Modality: RGB video, depth maps, 3D skeleton (25 joints), infrared
Primary Tasks: Skeleton-based action recognition, cross-subject and cross-view evaluation
Scale: 56,880 video samples, 60 action classes, 40 subjects, 80 viewpoints
License: Research use only (requires signed agreement)
Access: https://rose1.ntu.edu.sg/dataset/actionRecognition/

Summary¶

NTU RGB+D 60 is the foundational large-scale dataset for skeleton-based action recognition, captured using Microsoft Kinect v2 sensors. It contains 56,880 action samples across 60 classes, including daily actions, mutual actions, and health-related activities. Each sample provides RGB frames, depth maps, infrared sequences, and 3D skeleton data (25 body joints per frame). Captured from 80 viewpoints with 40 distinct subjects, the dataset established the standard Cross-Subject (CS) and Cross-View (CV) evaluation protocols that are now ubiquitous in skeleton-based action recognition research.
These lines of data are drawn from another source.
PR #675, opened 2025-01-14
Add textIndent property to text schema and update related components

anAverageSlavGuy:
I have urgent need of this feature cause my text boxes have indent on the first row.
This is a common feature of all text paragraphs, like in magazines or in books.

image


peteward:
Hi there!

Thanks for the contribution. 

It looks like you've implemented the UI side in em, but not the pdf rendering. You'll need both and will want to use an approach that allows the spacing used to be aligned between them (check out the way other positioning is done).

Having said that, I'm not sure if this would be considered a core text attribute. The text plugin will start to get really bloated for the user if there are lots of extra attributes added for various use cases. Perhaps a better option would be to write your own plugin which extends the text one and adds your changes? There are a couple of examples of schemas that extend or use one another's functions that you could try to copy.

anAverageSlavGuy:
Hi, ok thanks, it might be a good idea to create my own custom plugin, I don't quite understand how I can then import it from @pdfme/schemas like the other existing plugins... it means that I still have to add it to the schemas package and add it to the repo designer or do I have to use my own personal playground?

peteward:
hmm actually, it might not be as easy as I thought to extend the text plugin.

If you want to create your own plugin that is standalone then it's easy. You don't need to add it to the schemas package, it can existing your own application or a standalone package and just pass it to pdfme. 

However, if you want to modify an existing plugin then there's no easy way to hook into them to make adjustments. You would either have to copy&paste all of the text plugin into your own and make your changes, or fork the project.

anAverageSlavGuy:
Ok so it's as I had thought, unfortunately I have to make a separate plugin, I just needed this little extra functionality which in my opinion could also be a core feature of the text, given that multiline texts are often used. No problem, I'll proceed another way, thanks!

peteward:
Apologies, it's up to @hand-dot whether he thinks this should be a core text feature.

hand-dot:
I understand what you're trying to achieve, but at the moment, I don't think this should become a core feature of the text module. Addressing this issue within the library is complex, but the problem can be resolved with minimal sacrifices in design.

Therefore, I recommend addressing it by creating a custom plugin. In this case, it would be best to copy the existing text schema (located at `packages/schemas/src/text`) into your application and modify the code as needed.

Additionally, regarding the modifications to the PDF rendering process, properties like `text-indent` are not available, so you will need to calculate them manually.

hand-dot:
I'm glad you created this PR. Thank you, @anAverageSlavGuy
But I will close this PR for now due to above reason.

If you have any updates or questions, please let me know on Discord. I'll do my best to respond.

PR #677, opened 2025-01-16
Fixed index calculation on schema render

jgrana:
This fixes tab index on Preview


hand-dot:
Hey @jgrana !
Thank you for creating PR.

I cloned your code and ran it locally, but I couldn't figure out what issue it is trying to solve. 
From what I observed, the original code seems to handle `tabIndex` in the Form correctly.

Could you clarify the specific case where the issue occurs and how your changes improve the situation? 
It would be helpful if you could include images or other visuals to explain it. Thank you!

hand-dot:
I found some issues while working on it, so it seems it will take more time before merging.

hand-dot:
no response

jgrana:
if there are more than 2 pdf pages the tabIndex is broken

It was later extended to NTU RGB+D 120.

Reference Paper¶

Amir Shahroudy, Jun Liu, Tian-Tsong Ng, Gang Wang. "NTU RGB+D: A Large Scale Dataset for 3D Human Activity Analysis." CVPR, 2016. PDF

Benchmarks & Baselines¶

ST-GCN - CS: 81.5%, CV: 88.3% — Yan et al., AAAI 2018.
MS-G3D - CS: 91.5%, CV: 96.2% — Liu et al., CVPR 2020.
CTR-GCN - CS: 92.4%, CV: 96.8% — Chen et al., ICCV 2021.
HD-GCN - CS: 93.4%, CV: 97.2% — Lee et al., ICCV 2023.
Two standard protocols: Cross-Subject (20/20 subject split) and Cross-View (2 views train / 1 view test).

Tooling & Ecosystem¶

MMSkeleton and its successor provide skeleton action recognition pipelines.
ST-GCN — the original graph convolution baseline code.
PYSKL — comprehensive skeleton action recognition toolbox.
Skeleton data is provided in .skeleton format; community converters to NumPy are widely available.

Known Challenges¶

Kinect skeleton noise: occluded joints and tracking failures produce noisy skeleton sequences.
Lab-controlled environment limits generalization to in-the-wild scenarios.
Some missing skeleton files (~300 samples with corrupted data); community lists of excluded samples exist.
Cross-view protocol is considered largely solved; Cross-Subject remains more discriminative.

Cite¶

@inproceedings{shahroudy2016ntu,
  title     = {NTU RGB+D: A Large Scale Dataset for 3D Human Activity Analysis},
  author    = {Shahroudy, Amir and Liu, Jun and Ng, Tian-Tsong and Wang, Gang},
  booktitle = {IEEE Conference on Computer Vision and Pattern Recognition (CVPR)},
  year      = {2016}
}